Diane and Dr. Drew Spisak have been breeding quality working Akbash Dogs at Sheepfields since 1988. They produce 1-2 litters of sound, stable and well socialized puppies each year and sell them to qualified buyers for livestock
protection (also known as LGDs or livestock guardian dogs) or for rural companions.
Presently Diane is raising solid whites and white crested varieties with black, khaki, chocolate, and cuckoo coloring. Polish Bantams are friendly, docile, lay medium sized white eggs and make excellent pets. Sheepfields' chickens produce bird with some real show potential. Diane's Polish Bantam chickens come in regular feather as well as "Big Bird" looking Frizzles.
The Spisak's Babydoll Southdown flock dates back to the old type Southdown that Diane showed in the 1960's. She demands high standards for breed type, conformation, temperament, and mothering ability. Babydoll Southdowns are a small and docile breed of sheep that make excellent pets or 4H projects for young children.
Sheepfields is located in east-central Kansas, 25 miles south of Kansas City off of Interstate 35.
The Akbash Dog is an elegant rare breed from Western Turkey. The name comes from the Turkish word "akbas" meaning "white head".

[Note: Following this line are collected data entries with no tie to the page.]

Issue #1203, opened 2025-07-22
Split has a different behavior depending on the position of ${string} in tempalte literal types


jclaveau:
### Bug description

```ts
import {
  type Split,
} from 'type-fest'

type Parts1 = Split<`${string}aa`, ''> // => [string, "a", "a"]
type Parts2 = Split<`a${string}a`, ''> // => ["a", string, "a"]
type Parts3 = Split<`aa${string}`, ''> // => ["a", "a"]


type Parts11 = Split<`${string}.a.a`, '.'> // => [string, "a", "a"]
type Parts21 = Split<`a.${string}.a`, '.'> // => ["a", string, "a"]
type Parts31 = Split<`a.a.${string}`, '.'> // => ["a", "a", string]
```

### Repro

https://www.typescriptlang.org/play/?#code/JYWwDg9gTgLgBAbwFBzjAnmApnAymAG2BgBokBfOAMyghDgHINsBaKrAZxgaSWZwAKAQ1gcAjHAC8eQsQA8AAwAkCLlGAA7AObkhQhSUYMAfHAD0ZqaYDaazVsMAiIY6cuAun0yCRMDgCYpGSIYRSEVO21dAyNTCys4a2dXOEiHOGTPfjhhUQBmIPwQsPDVGHUomIYTc0tJG2S3R09ebNy-MQlpIvllMoqdADohYarBmvj6xLSmpqzvHN8AruDekYjy+3JRwwZxuLqGl0MZjI8vbEX8lZ7QhRH1-q2xicPExrOUtM8gA

PR #1204, opened 2025-07-22
`Split`: Fix behaviour with template strings ending with interpolated types

jclaveau:
Fixes https://github.com/sindresorhus/type-fest/issues/1203

Hoping I didn't miss any case

### DIFF
--- a/test-d/split.ts
+++ b/test-d/split.ts
@@ -40,7 +40,8 @@ expectType<['a', 'b', 'c'] | ['a,b,c'] | ['x', 'y', 'z'] | ['x:y:z']>({} as Spli
 // which, when split by `.`, would result in `['a', 'b', 'c', 'd']`, which wouldn't conform to the output type of `['a', 'b', string]`.
 expectType<['a', 'b', string]>({} as Split<`a.b.${string}`, '.', {strictLiteralChecks: false}>);
 
-// Ensure the last dynamic "string" is not droped when split by '' https://github.com/sindresorhus/type-fest/issues/1203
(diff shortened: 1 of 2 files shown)


test-d/split.ts
```diff
@@ -40,6 +40,9 @@ expectType<['a', 'b', 'c'] | ['a,b,c'] | ['x', 'y', 'z'] | ['x:y:z']>({} as Spli
 // which, when split by `.`, would result in `['a', 'b', 'c', 'd']`, which wouldn't conform to the output type of `['a', 'b', string]`.
 expectType<['a', 'b', string]>({} as Split<`a.b.${string}`, '.', {strictLiteralChecks: false}>);
 
+// Ensure the last dynamic "string" is not droped when split by '' https://github.com/sindresorhus/type-fest/issues/1203
+expectType<['a', 'b', string]>({} as Split<`ab${string}`, '', {strictLiteralChecks: false}>);
+
```
som-sm, line 46: Add case:

```ts
expectType<['a', 'b', string]>({} as Split<`a.b.${string}`, '.', {strictLiteralChecks: false}>);
```

jclaveau: I see no difference with https://github.com/sindresorhus/type-fest/blob/5ad3b1c256462b09ba5db1371a8d3ec66ba2e1b6/test-d/split.ts#L41

Could you elaborate plz?

som-sm: Oh okay, didn't realise it was already there.

PR #1206, opened 2025-07-28
`Jsonify`: handle unknown as `JsonValue`

### LINKED ISSUE #1195: `Jsonify<unknown>` should be either `unknown` or `JsonValue`
Assuming you're serializing a non-strictly typed JSON data, all of its descendents were serialized too, thus `JsonValue` seems like a reasonable assumption. But resolving to `unknown` would be enough too.

Currently:
```ts
type U = Jsonify<unknown> // never
type V = Jsonify<{foo: unknown}> // {}
type W = Jsonify<[unknown]> // [null]
```

I am OK to submit a PR if you're OK with it

GerkinDev:
Closes #1195

Had a bit of struggles with the test

```ts
declare const tupleStringJson: Jsonify<string[] & ['some value']>;
expectType<['some value']>(tupleStringJson);
```

because

```ts
type JsonifyList<T extends UnknownArray> = T extends readonly [infer F, ...infer R]
```

infered `{F: 'some value', R: unknown[]}`, thus the dirty hack that is probably not ideal. Yet, it passes all the tests and it somewhat makes sense.

This problem looks like a known issue in TS tuples handling & intersection with arrays, but depending on the POV, it may be more of a feature than a bug.

### DIFF
--- a/source/internal/keys.d.ts
+++ b/source/internal/keys.d.ts
@@ -1,5 +1,6 @@
 import type {IsAny} from '../is-any.d.ts';
 import type {IsLiteral} from '../is-literal.d.ts';
+import type {IsUnknown} from '../is-unknown.d.ts';
 import type {ToString} from './string.d.ts';
 
 // Returns `never` if the key or property is not jsonable without testing whether the property is required or optional otherwise return the key.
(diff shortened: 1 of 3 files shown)


source/internal/keys.d.ts
```diff
@@ -25,7 +26,7 @@ export type FilterDefinedKeys<T extends object> = Exclude<
 	{
 		[Key in keyof T]: IsAny<T[Key]> extends true
 			? Key
-			: undefined extends T[Key]
+			: IsUnknown<T[Key]> extends true ? Key : undefined extends T[Key]
```
GerkinDev, line 29: Given how `any` is handled I suppose it makes sense

sindresorhus:
> If requested, I can preserve unknown as mentioned in the issue

Let’s not preserve unknown. Jsonify’s job is to produce something assignable to JsonValue, so mapping unknown to JsonValue keeps the contract clear and makes it more
ergonomic without sacrificing soundness.

PR #1234, opened 2025-09-18
Add `StrictEventTarget`

### LINKED ISSUE #1230: Strict `EventTarget`

We would like to have a way to add generics to `EventTarget`.

```ts
const emitter = EventTarget<{
  a: void;
  b: number[];
}>();
```

means `a` event with no payload, and `b` event with `number[]` payload.

Maybe should actually provide `Event` object instead as values.

### Type source

https://github.com/Richienb/strict-event-target/tree/main

I think it should be some `interface extends EventTarget`, and we override `add`/`remove` - `EventListener`

TypeScript issue: https://github.com/microsoft/TypeScript/issues/43477

Richienb:
Fixes #1230


Richienb:
> There are no errors here:

Yeah so I wanna fix it here, and deprecate that

sindresorhus:
Closing as this is not moving forward. I don't want to have PRs open for too long.

PR #1237, opened 2025-09-20
Add lint rule to catch cases of missing exports in index.d.ts

sindresorhus:
To prevent https://github.com/sindresorhus/type-fest/commit/4f9c248b5729e1d1d2735dae5ec7922d1c70ba3a in the future.

For types that we export from one file and is internally in othre files, we just prefix with underscore to make it immediately clear it's an internal type.


sindresorhus:
I have no idea why this got closed and I definitely did not delete the branch like GitHub is saying...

Akbash Dogs are intelligent, emotionlly sensitive flock guardians that were developed 3000 years ago to fend off wolves and bears which threatened flocks of sheep and goats in Turkey.
Sheepfields' Akbash Dogs are full time, safe, reliable working dogs with OFA hip certifications of "Good" or "Excellent".
All of our Akbash Dogs are with sheep, poultry, horses as well as cats and horses, as well as cats and herding dogs.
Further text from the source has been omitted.